Add support for GraalPy
It's an alternative Python implementation, as per https://github.com/python/pythondotorg/issues/2797 and supported by https://github.com/actions/setup-python
@timfel What do you think?
It mostly worked:
5 benchmarks failed:
- dask (Benchmark died)
- gc_collect (Benchmark died)
- networkx (Benchmark died)
- networkx_connected_components (Benchmark died)
- networkx_k_core (Benchmark died)
It was extremely slow:
- https://github.com/maurycy/pyperformance/actions/runs/18823779289/job/53703296682
I cancelled it after an hour.
Is it premature? Does it require much more powerful runner?

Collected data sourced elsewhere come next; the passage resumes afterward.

PR #18961, opened 2025-12-18
fix: add user session validation in getSpaces endpoint

pimmey:
Closes: PROD-2098 / LIGHTDASH-BACKEND-BFH

### Description:
Added proper error handling for missing user sessions in the ProjectController's getSpaces endpoint. Now, when a user session is not found, the API will throw an AuthorizationError with a clear message instead of potentially causing a runtime error. Also imported the AuthorizationError class to support this change.

### DIFF
--- a/packages/backend/src/controllers/projectController.ts
+++ b/packages/backend/src/controllers/projectController.ts
@@ -18,6 +18,7 @@ import {
     ApiSqlChartAsCodeUpsertResponse,
     ApiSqlQueryResults,
     ApiSuccessEmpty,
+    AuthorizationError,
     CalculateTotalFromQuery,
     ChartAsCode,
     CreateProjectMember,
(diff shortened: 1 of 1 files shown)


pimmey:
* **#18961** <a href="https://app.graphite.com/github/pr/lightdash/lightdash/18961?utm_source=stack-comment-icon" target="_blank">Graphite</a> 👈 <a href="https://app.graphite.com/github/pr/lightdash/lightdash/18961?utm_source=stack-comment-view-in-graphite" target="_blank">(View in Graphite)</a>
* `main`


<h2></h2>

pimmey:
Definitely would be cleaner, but the way our middleware is structured now -- checking for `if (req.account?.isAuthenticated() || req.user?.userUuid) {` -- it's not so obvious how to do that. That said, it's worth taking a deeper look into it, if we keep getting these ✅

PR #18995, opened 2025-12-19
fix: improve error handling for expired S3 cache results

pimmey:
Closes: GLITCH-110 / LIGHTDASH-BACKEND-AFB

### Description:
Improved error handling for expired results in S3 storage. Now properly throws and handles `NotFoundError` when results are not found or have expired, providing clearer error messages to users. Added specific handling for `NoSuchKey` and `NotFound` errors in the S3 cache client, and updated the scheduler to avoid sending expected `NotFoundError` instances to Sentry. Also fixed the export results component to properly hide loading notifications when errors occur.

### DIFF
--- a/packages/common/src/types/errors.ts
+++ b/packages/common/src/types/errors.ts
@@ -503,7 +503,7 @@ export class S3Error extends LightdashError {
 
 export class ResultsExpiredError extends LightdashError {
     constructor(
-        message = 'Your results have expired. Please refresh the page and try again.',
+        message = 'Your results have expired. Please refresh the page or re-run the query.',
     ) {
         super({
             message,


pimmey:
* **#18995** <a href="https://app.graphite.com/github/pr/lightdash/lightdash/18995?utm_source=stack-comment-icon" target="_blank">Graphite</a> 👈 <a href="https://app.graphite.com/github/pr/lightdash/lightdash/18995?utm_source=stack-comment-view-in-graphite" target="_blank">(View in Graphite)</a>
* `main`


<h2></h2>

packages/backend/src/scheduler/SchedulerTaskTracer.ts
```diff
@@ -291,12 +292,17 @@ export const traceTask = <T extends SchedulerTaskName>(
                             });
 
                             // Only capture to Sentry if this is the final attempt or it's not a retryable error
+                            // NotFoundError is expected (e.g., expired cache) and should not go to Sentry
                             const isRetryableError =
                                 e instanceof GoogleSheetsTransientError;
+                            const isExpectedError = e instanceof NotFoundError;
```
almeidabbm: Not found errors can be thrown in other scenarios, not just when the results file no longer exists 🤔 
Probably most `NotFoundErrors` should fall in this category, but wondering if there's any other we might want to get sentry visibility on

pimmey: You're right, that was a tad too broad. Narrowed down to a custom `ResultsExpiredError` :heavy_check_mark:

packages/common/src/types/errors.ts
```diff
@@ -529,6 +529,19 @@ export class S3Error extends LightdashError {
     }
 }
 
+export class ResultsExpiredError extends LightdashError {
+    constructor(
+        message = 'Your results have expired. Please refresh the page and try again.',
```
ZeRego: Why refresh the page? Can they rerun the query to make it work?

pimmey: Good point! But also it might happen on the chart view page where we don't have run query button. Maybe we could go for:
1. "Your results have expired. Please try again."
2. "Your results have expired. Please refresh or re-run the query."

PR #19033, opened 2025-12-23
fix: prevent pivot mismatch warning when groupByColumns is undefined

notgiorgi:
### Description:

Fixed a potential null reference error in the VisualizationWarning component by adding a null check for `resultsData.pivotDetails?.groupByColumns` before attempting to map over it. Also improved code readability by removing unnecessary optional chaining and array fallback.

### DIFF
--- a/packages/frontend/src/components/Explorer/VisualizationCard/VisualizationWarning.tsx
+++ b/packages/frontend/src/components/Explorer/VisualizationCard/VisualizationWarning.tsx
@@ -62,16 +62,17 @@ const VisualizationWarning: FC<PivotMismatchWarningProps> = ({
 
     // Determine if configured pivot dimensions are different from the ones used to compute the results
     const shouldShowPivotMismatch = useMemo(() => {
-        if (!resultsData.pivotDetails?.groupByColumns) return false;
-
-        // Determine pivot used to compute current results
-        const resultsPivotDimensions =
-            resultsData.pivotDetails.groupByColumns.map(
-                (c: { reference: string }) => c.reference,
-            );
-
         // Only show when using SQL pivot results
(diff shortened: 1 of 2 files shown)


notgiorgi:
* **#19033** <a href="https://app.graphite.com/github/pr/lightdash/lightdash/19033?utm_source=stack-comment-icon" target="_blank">Graphite</a> 👈 <a href="https://app.graphite.com/github/pr/lightdash/lightdash/19033?utm_source=stack-comment-view-in-graphite" target="_blank">(View in Graphite)</a>
* `main`


<h2></h2>

packages/frontend/src/components/Explorer/VisualizationCard/VisualizationWarning.tsx
```diff
@@ -62,10 +62,14 @@ const VisualizationWarning: FC<PivotMismatchWarningProps> = ({
 
     // Determine if configured pivot dimensions are different from the ones used to compute the results
     const shouldShowPivotMismatch = useMemo(() => {
+        if (!resultsData?.pivotDetails?.groupByColumns) return false;
```
ZeRego: This will not display the warning when they are editing the charts. Example:  
1\. run a query with no pivot  
2\. update chart config to have pivot

Expected: warning for user to run the query again  
Actual: no warning

almeidabbm: @notgiorgi solution here could be to use `const validQueryArgs = useExplorerSelector(selectValidQueryArgs)` instead of the `dirtyPivotDimensions` and pass them to the `VisualizationWarning` component as `pivotDimensions` props instead of the chart config one

PR #19047, opened 2025-12-23
fix: conditional formatting w/ field references  for "metrics as rows"

notgiorgi:
Closes: [PROD-2154](https://linear.app/lightdash/issue/PROD-2154/column-totals-only-display-a-single-metric-when-show-metrics-as-rows)

### Description:

When `metricsAsRows: true`, metrics become rows instead of columns:

```
|                         | 2025-01/standard | 2025-01/overnight | 2024-06/standard |
|-------------------------|------------------|-------------------|------------------|
| Row 0: Total order amt  |     $461.85      |      $353.53      |     $410.80      |
| Row 1: Total completed  |     $160.00      |      $196.50      |     $227.50      |
```

This causes two problems:

### Problem A: Wrong Field ID

Column metadata is set using `baseId`:

```ts
const itemId = col.underlyingId || col.baseId || col.fieldId;
const item = itemId ? getField(itemId) : undefined;
```

When `metricsAsRows: true`, `baseId` for data columns is the **pivoted dimension** (e.g., `orders_shipping_method`), NOT the actual metric.

Result: ALL data columns have `itemId: "orders_shipping_method"` instead of the actual metric field ID.

### Problem B: Metric Values on Different Rows

Even if we fixed the field ID, comparing one metric to another requires cross-row access:

- Row 0 contains `orders_total_order_amount` values
- Row 1 contains `orders_total_completed_order_amount` values

When evaluating a cell on Row 1, the value from Row 0 is not available in `rowFields`.

### Example

Rule: "Highlight Total Completed when <= Total Order Amount"

Evaluating cell `$160.00` (Row 1, 2025-01/standard):

- `rowFields` only contains: `{ "orders_shipping_method": <some value> }`
- Lookup `rowFields["orders_total_order_amount"]` → **undefined**
- Rule silently fails - no highlighting applied

PR #19039, opened 2025-12-23
fix: conditional formatting in pivoted tables w/ field comparison

notgiorgi:
### Description:

When a table is pivoted, the same metric appears in **multiple columns** (one per pivot dimension value):

```
|                         | 2025-01/standard | 2025-01/overnight | 2024-06/standard |
|-------------------------|------------------|-------------------|------------------|
| Total order amount      |     $461.85      |      $353.53      |     $100.80      |
| Total completed amount  |     $160.00      |      $196.50      |     $27.50      |
```

### What Goes Wrong

When building `rowFields`, the code iterates through ALL columns left-to-right:

```ts
acc[getItemId(meta.item)] = { field, value }; // Same key for all columns with same metric!
```

Since multiple columns share the same `meta.item` (via `baseId`), each column **overwrites** the previous value:

1. Column 0: `rowFields["orders_total_order_amount"] = 461.85`
2. Column 2: `rowFields["orders_total_order_amount"] = 353.53` ← overwrites!
3. Column 4: `rowFields["orders_total_order_amount"] = 100.80` ← overwrites again!

Only the **last column's value** survives.

### Example

Rule: "Highlight Total Completed when <= Total Order Amount"

Evaluating cell `$160.00` (2025-01/standard column):

- **Should compare**: `$160.00 <= $461.85` (same pivot context) → TRUE ✓
- **Actually compares**: `$160.00 <= $100.80` (rightmost column!) → Different result

With many columns, the final value could be from a completely unrelated pivot context.

To reproduce:  
  
  
1\.

PR #19064, opened 2025-12-23
fix: conditional formatting for field references for metrics-as-rows

notgiorgi:
Closes: [PROD-2154](https://linear.app/lightdash/issue/PROD-2154/column-totals-only-display-a-single-metric-when-show-metrics-as-rows)

### Description:

When `metricsAsRows: true`, metrics become rows instead of columns:

```
|                         | 2025-01/standard | 2025-01/overnight | 2024-06/standard |
|-------------------------|------------------|-------------------|------------------|
| Row 0: Total order amt  |     $461.85      |      $353.53      |     $410.80      |
| Row 1: Total completed  |     $160.00      |      $196.50      |     $227.50      |
```

This causes two problems:

### Problem A: Wrong Field ID

Column metadata is set using `baseId`:

```ts
const itemId = col.underlyingId || col.baseId || col.fieldId;
const item = itemId ? getField(itemId) : undefined;
```

When `metricsAsRows: true`, `baseId` for data columns is the **pivoted dimension** (e.g., `orders_shipping_method`), NOT the actual metric.

Result: ALL data columns have `itemId: "orders_shipping_method"` instead of the actual metric field ID.

### Problem B: Metric Values on Different Rows

Even if we fixed the field ID, comparing one metric to another requires cross-row access:

- Row 0 contains `orders_total_order_amount` values
- Row 1 contains `orders_total_completed_order_amount` values

When evaluating a cell on Row 1, the value from Row 0 is not available in `rowFields`.

### Example

Rule: "Highlight Total Completed when <= Total Order Amount"

Evaluating cell `$160.00` (Row 1, 2025-01/standard):

- `rowFields` only contains: `{ "orders_shipping_method": <some value> }`
- Lookup `rowFields["orders_total_order_amount"]` → **undefined**
- Rule silently fails - no highlighting applied

### DIFF
--- a/packages/frontend/src/components/common/PivotTable/index.tsx
+++ b/packages/frontend/src/components/common/PivotTable/index.tsx
@@ -32,6 +32,7 @@ import {
     getExpandedRowModel,
     useReactTable,
     type GroupingState,
+    type Row,
 } from '@tanstack/react-table';
 import { useVirtualizer } from '@tanstack/react-virtual';
 import isEqual from 'lodash/isEqual';
@@ -93,6 +94,18 @@ const VirtualizedArea: FC<{
         </Table.Row>
     );
 };
+
+type IndexDimension = { fieldId: string; value: unknown };
+
+const extractIndexDimensions = (
+    indexValueRow: PivotData['indexValues'][number],
+): IndexDimension[] =>
+    indexValueRow
+        .filter((v) => v.type === 'value')
+        .map((v) => ({
+            fieldId: v.fieldId,
+            value: 'value' in v ? v.value?.raw : undefined,
+        }));
 
 type PivotTableProps = BoxProps & // TODO: remove this
     React.RefAttributes<HTMLTableElement> & {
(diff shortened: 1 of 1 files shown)


notgiorgi:
* **#19064** <a href="https://app.graphite.com/github/pr/lightdash/lightdash/19064?utm_source=stack-comment-icon" target="_blank">Graphite</a> 👈 <a href="https://app.graphite.com/github/pr/lightdash/lightdash/19064?utm_source=stack-comment-view-in-graphite" target="_blank">(View in Graphite)</a>
* **#19039** <a href="https://app.graphite.com/github/pr/lightdash/lightdash/19039?utm_source=stack-comment-icon" target="_blank">Graphite</a>: 1 other dependent PR ([#19047](https://github.com/lightdash/lightdash/pull/19047) <a href="https://app.graphite.com/github/pr/lightdash/lightdash/19047?utm_source=stack-comment-icon" target="_blank">Graphite</a>)
* `main`


<h2></h2>

packages/frontend/src/components/common/PivotTable/index.tsx
```diff
@@ -110,6 +113,7 @@ type PivotTableProps = BoxProps & // TODO: remove this
 
 const PivotTable: FC<PivotTableProps> = ({
     data,
+    unpivotedRows,
```
almeidabbm: Can't we do the same with just the `pivotedData` we receive above? it should have all information needed, e.g. valuesColumns, etc.

Asking because `unpivotedRows` can be a couple different things - considering you're passing `resultsData.rows`:
- Backend pivoted rows (flagEnabled)
- Original rows with no pivot (flag disabled)

`pivotData` should be a unified data structure with all the information needed to process the rows in the frontend 🤔

notgiorgi: Will take a look thanks!

notgiorgi:
### Merge activity

* **Dec 24, 2:47 PM UTC**: A user started a stack merge that includes this pull request via [Graphite](https://app.graphite.com/github/pr/lightdash/lightdash/19064).
* **Dec 24, 2:50 PM UTC**: [Graphite](https://app.graphite.com/github/pr/lightdash/lightdash/19064) rebased this pull request as part of a merge.
* **Dec 24, 2:50 PM UTC**: @notgiorgi merged this pull request with [Graphite](https://app.graphite.com/github/pr/lightdash/lightdash/19064).

Issue #19126, opened 2025-12-29
Improve inline label rendering in bar charts when there is insufficient space


tatianainama:
### Description

When there is insufficient space to render stacked bar labels inline, the chart configuration defaults to not rendering them:

<img width="1122" height="847" alt="Image" src="https://github.com/user-attachments/assets/d2f34bfe-5df3-4569-829f-4ed72dedc17f" />

<img width="359" height="610" alt="Image" src="https://github.com/user-attachments/assets/3b7b3861-ebd1-40ad-b180-6d161cefa7c3" />

We should find a way to improve this:
- Always render very small values (including 0) with minimal visual space, such as a thin line or minimal bar
  - Consider using transparency or a dashed background?
- Always render the label values, adjusting other section positioning if needed to accommodate them

### What problem does this solve?

This prevents confusion when sections are not rendered at all. When values are too small to display, they create the false impression that the section doesn't exist or has a value of zero.

PR #19148, opened 2025-12-30
feat: add option to show overlapping labels in stacked bar charts

pimmey:
Closes: #19126

### Description:
Added support for showing overlapping labels in stacked bar charts. This feature allows users to display labels even when they would normally be hidden due to space constraints.

The implementation:
- Adds a new `showOverlappingLabels` property to series label configuration
- Creates a dynamic label layout function that reduces font size for labels that don't fit in their segments
- Adds a checkbox in the Series configuration panel to toggle this feature for stacked bar charts
- Only shows the checkbox when stacked bar series are present in the chart

This improves data visibility in stacked bar charts by ensuring all labels can be seen, even in smaller segments.

<details>
<summary>Quick demo</summary>

### Acceptable
This is also the customer's case, with only 1 isolated bar segment.
| Off | On  |
|--------------------|---|
|  |  |

### Not so good
Many stacked ones. Needs either horizontal spacing/shifting or cascading, in case there are many labels. But really, there are so many cases where this will not work - if the label is very long for example. We always are limited by the dimensions of the chart and can only do so much about it. Leading lines could be a solution, but if the space is limited, where do we render those? 🤔 
| Off | On  |
|--------------------|---|
|  |  |
</details>

### DIFF
--- a/packages/common/src/types/savedCharts.ts
+++ b/packages/common/src/types/savedCharts.ts
@@ -310,6 +310,7 @@ export type Series = {
     label?: {
         show?: boolean;
         position?: 'left' | 'top' | 'right' | 'bottom' | 'inside';
+        showOverlappingLabels?: boolean;
     };
     hidden?: boolean;
     areaStyle?: Record<string, unknown>;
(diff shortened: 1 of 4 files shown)


pimmey:
* **#19148** <a href="https://app.graphite.com/github/pr/lightdash/lightdash/19148?utm_source=stack-comment-icon" target="_blank">Graphite</a> 👈 <a href="https://app.graphite.com/github/pr/lightdash/lightdash/19148?utm_source=stack-comment-view-in-graphite" target="_blank">(View in Graphite)</a>
* `main`


<h2></h2>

@maurycy we run the pyperformance benchmarks internally, but they require a powerful runner and lots more warmup than PyPy or CPython per benchmark. One hour is not nearly enough, we give it 18 cores and 64G of RAM and it runs in about 2.5 hours
As for the benchmarks, the networkx benchmarks should work, that's a bug on our side. But dask and gc_collect as are won't, the GC benchmarks in general just don't make much sense on GraalPy, since we have a completely different GC, so neither the benchmark nor any assertions make sense for us. The dask one doesn't work because we don't support the dis module, we have no current plans for this. So those would have to be excluded for GraalPy
This also increases the CI runs from around 13 minutes to over 2.5 hours.
@maurycy we run the pyperformance benchmarks internally, but they require a powerful runner and lots more warmup than PyPy or CPython per benchmark. One hour is not nearly enough, we give it 18 cores and 64G of RAM and it runs in about 2.5 hours
That was just tests, though:
- https://github.com/python/pyperformance/blob/main/.github/workflows/main.yml#L79
Other tests finished in ~10 minutes
FYI: The whole benchmark runs in ~1h on cpython on i9-12900K, 128G DDR4
@maurycy if it's anything like in our internal setup, running the pip subprocesses to install dependencies is easily the worst part of the runtime. These creating venv for benchmark steps are easily 20x slower than on CPython, and when 2s turn into 40s times ~90 benchmarks this fills the time quickly.